Changes in Signal Morphology of Hand-held ECG Devices with Dry Electrodes

Markus Johannes Lüken1, Matthias Zink2, Steffen K Leonhardt3
1Medical Information Technology, RWTH Aachen University, 2Cardiovascular Research Institute Maastricht (CARIM), Physiology, Maastricht, the Netherlands, 3RWTH Aachen University


Abstract

Introduction: Devices for measuring ECG on a large scale, like handheld or wearable single-lead devices, gain importance in diagnosis of cardiac arrhythmia, such as atrial fibrillation (AF). They typically depend on simple and easily applicable, dry electrode realizations. The electrode characteristics play a crucial role and need to exhibit low impedance and high signal-to-noise ratio to provide a robust measurement and reliable signal quality.
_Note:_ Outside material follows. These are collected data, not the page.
PR #2576, opened 2020-10-31
Fix typo in undecorate.ts

tomduncalf:
I know this is a totally unimportant change but I noticed it while looking at the code :)

### Code change checklist


FredyC:
Thanks 😆

PR #2582, opened 2020-11-01
support running in web-worker

tomenden:
In a web-worker environment, there is no `global` or `window`, and therefore currently mobx explodes when running in a web-worker.
This PR replaces `window` with self, as in a browser environment `self === window`.
Please let me know if something additional is needed.

Thanks!

### DIFF
--- a/.changeset/tame-pens-bathe.md
+++ b/.changeset/tame-pens-bathe.md
@@ -1,0 +1,5 @@
+---
+"mobx": patch
+---
+
+Support running in a web-worker
--- a/src/utils/global.ts
+++ b/src/utils/global.ts
@@ -1,4 +1,4 @@
 export function getGlobal(): any {
     // @ts-ignore
-    return typeof global !== "undefined" ? global : window
+    return typeof self !== "undefined" ? self : global
 }
--- a/src/utils/global.ts
+++ b/src/utils/global.ts
@@ -1,4 +1,17 @@
-export function getGlobal(): any {
-    // @ts-ignore
-    return typeof self !== "undefined" ? self : global
+declare const window: any
+declare const self: any
+
+const mockGlobal = {}
+
+export function getGlobal() {
+    if (typeof window !== "undefined") {
+        return window
+    }
+    if (typeof global !== "undefined") {
+        return global
+    }
+    if (typeof self !== "undefined") {
+        return self
+    }
+    return mockGlobal
 }


FredyC:
Tests are failing, it's definitely not that easy because `self` doesn't exist in other environments. I believe we had some robust checks in V5, so you can try to dig in history.

tomenden:
Thanks @FredyC !
What tests are failing? For some reason I could not access `CircleCI` to see it (do I need some special permissions?) and locally I checked `npm test` and everything seemed to pass.
Regarding the changeset - is there a guideline on how to generate it? I followed [this](https://github.com/atlassian/changesets/blob/master/docs/adding-a-changeset.md#i-am-in-a-single-package-repository) and I get:
```
error Command "changeset" not found.
```
on `npx changeset` and `yarn changeset`

tomenden:
Regarding circleCI - I did manage to access it now, looking into it

tomenden:
It looks like the gitpod url I was using for some reason forked an old version of `mobx` which is the reason for the missing changeset command and for the failing build. I will update it soon

FredyC:
Well, can you please dig into V5 history either way? I am sure there are some gotchas and `global` is needed elsewhere (possibly NodeJS).

tomenden:
@FredyC - Note that `global` is still being used, the difference is using `self` instead of `window`.

Regarding v5, I looked and it seemed like this is the relevant part of code:
https://github.com/mobxjs/mobx/blob/5.15.7/src/v5/core/globalstate.ts#L150-L159

It is actually the same as my implementation as far as I can tell, since `self === window` in all major browsers ([source](https://developer.mozilla.org/en-US/docs/Web/API/Window/self))
image

The only difference in the code between this and v5 is that there is no default empty object used as `mockGlobal` in case there is no `global` or `self`. I did not see the mock fallback in v6 implementation, so I assumed this is not needed. I can add it if you think it is necessary, though I doubt `mobx` will ever run in an environment in which both `global` and `self` are non-existent (are you aware of such an environment?)

FredyC:
Right, can you please use the same code? I am not sure why it got lost in the transition to V6. I remember several people worked on that piece to support all environments, so let's not elaborate on what is supposed to be working. I am sure there might be browsers that need `window` specifically

tomenden:
@FredyC OK. Changed to the v5 implementation

FredyC:
Thank you!

PR #2594, opened 2020-11-04
Fix #2579 observable does not ignore class instances

### LINKED ISSUE #2579: mobx-react(-lite) useLocalObservable will wrap a class instance in observable if make(Auto)Observable is not used
### Context
I am migrating my boilerplates 
* from mobx v4/v5 mobx-react v6 
* to mobx v6, mobx-react v7

### Intended outcome

I switched to `mobxReact.useLocalObservable()`.

For some complex components, I have classes for local state. 
So I have adapted the code to have calls like `mobxReact.useLocalObservable(() => new MyState())`

While most of the time, `make(Auto)Observable` will be used, I also had the case where a class "in WIP" was just passing non observable data.

```js
import * as mobx from 'mobx'

export default class AppSettingsVM {
  constructor ({rootStore}) {
    mobx.makeAutoObservable(this) // <- WITHOUT this line, the instance is turned into an observable and the app crashes
    this.settings = rootStore.coreStore.settings
  }
}

```

**Actual outcome:**

From the docs, if useLocalObservable returns a class instance, it should be kept as is, which is not what is happening here and leads to a crash.

Use `useLocalObservable` where it returns a class instance that is not using mobx make(Auto)Observable.

**Versions**
mobx v6, mobx-react v7

urugator:
Fixes #2579


FredyC:
I guess this is fine to merge with tests passing. I don't see anything wrong about it.

PR #2612, opened 2020-11-11
Update README.md

urugator:
Updated links to point to current docs and repos

Some topics in the README  (provider/inject/reactive props/hooks)  are not covered by current docs, only by [https://mobx-react.js.org/](https://mobx-react.js.org/),  so I've left these unchanged.


FredyC:
LGTM, thanks.

Issue #184, opened 2022-09-28
Search results page apartment cards


jiayuangu762943:
We want to populate the search results page with apartment cards that are returned by the search queries.
![Screen Shot 2022-09-27 at 9 50 56 PM](https://user-images.githubusercontent.com/100146921/192673858-be8489b5-d519-4cd6-924d-f3f04ad27322.png)

- [ ] create a branch `search-results-apartments`
- [ ] Remove the landlord in search results page `src/pages/SearchResultsPage.tsx`
- [ ] change the useEffect and useState `searchResults` hooks in search results page with a new return type 
- [ ] change the layout so that apartment cards are shown each in a row like homepage
- [ ] modify the backend search API handling in `backend/src/app.ts` in `app.get('/search')` so that the data sent back is the same as `app.get('/page-data/:page')` since this is the backend api used to render apartment cards on the home page. Refer to `pageData` async function to see how it's done.

PR #190, opened 2022-10-08
Removing Landlords and Adding Apt Cards on the Search Page (1/2)

juliejeong:
This PR is 1 of 2 parts addressing Issue #184. This PR removes the landlord cards on the search results and adds a placeholder text which will be replaced with apartment cards in the next PR #191 (2/2).

BEFORE:
image
AFTER:
image

### DIFF
--- a/frontend/src/pages/SearchResultsPage.tsx
+++ b/frontend/src/pages/SearchResultsPage.tsx
@@ -30,26 +30,15 @@ const SearchResultsPage = (): ReactElement => {
     });
   }, [query]);
 
-  // if properties is in searchItem, then it has the LandlordWithLabel type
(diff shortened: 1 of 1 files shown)


thuypham03:
Good job on your first CU-Apts PR! Thanks for joining our team. Beside removing the code for the card, please also remove unnecessary import/ variable (LandlordWithLabel, LandlordCard, searchResults) so that it can pass the deployment check above!

jiayuangu762943:
As Sophia pointed out, removing the unused imports and variables so that u can pass the CI test and increase the rendering speed. It's a good practice to just keep imports and variables you need in the code. Your task is a challenging one and that's a great start!!! : )

PR #195, opened 2022-10-14
Location Card Corresponding Title Image

cyrus14:
### Summary 

This Pull Request adds defining features such as an image and title for each location page so the user knows which location they are on.

This pull request is the first step towards implementing the full location page 

- implemented the Image and Title

Tested this new feature by launching it in the browser and changed screen sizes to make sure this new feature would work on all different screen sizes.

Screen Shot 2022-10-15 at 3 47 44 PM
Screen Shot 2022-10-15 at 4 02 12 PM


frontend/src/pages/HomePage.tsx
```diff
@@ -41,19 +45,19 @@ const HomePage = (): ReactElement => {
 
   const locationData: LocationCardData[] = [
```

Dry electrodes and their respective signal conditioning circuits often implement a high-pass characteristic, which has potentially significant influence on the ECG signal morphology and thus on the diagnostic capabilities and possible misdiagnosis by clinical experts. Methods: We implemented a MATLAB Simscape-based model to simulate the electrode-skin interface of dry electrodes and the corresponding ECG measurement pathway to investigate the influence of skin impedance, geometric factors and electrical circuitry on the signal morphology of an Eindhoven I-lead heart cycle prototype. We then performed synchronized measurements with the commercially available ECG device MyDiagnostick and a Philips patient monitor MX800 for reference purposes to compare both ECG data with respect to the identification of AF-specific landmarks in the signal morphology, which are basically irregular R-R intervals and the absence of P-waves. Results: The simulation results indicate a significant reduction of the signal amplitude by about one decade in the entire parameter space. Additionally, and more importantly, the simulation also revealed a significant signal deformation manifested in an increasingly biphasic P-wave with reduced amplitude, a negative S-peak and an inverted T-wave. From the real measurements, we can deduce that depending on the individual skin impedance the P-wave are only hardly detectable in the ECG stick measurements. These results suggest that ECG recordings from large screening devices should be treated with caution when using commonly used algorithms for diagnostic purposes, such as deep neural networks trained on clinical ECG data.